Action item: All lines from the first one in the listing below to the one holding "Similar to my", inclusive, are to be copied exactly.

Available data:

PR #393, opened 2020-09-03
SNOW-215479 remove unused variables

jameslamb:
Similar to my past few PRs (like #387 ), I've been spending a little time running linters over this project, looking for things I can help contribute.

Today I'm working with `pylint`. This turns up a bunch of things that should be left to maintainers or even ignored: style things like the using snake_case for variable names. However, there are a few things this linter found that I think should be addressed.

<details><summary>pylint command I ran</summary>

Solution to the exercise:
PR #393, opened 2020-09-03
SNOW-215479 remove unused variables

jameslamb:
Similar to my past few PRs (like #387 ), I've been spending a little time running linters over this project, looking for things I can help contribute.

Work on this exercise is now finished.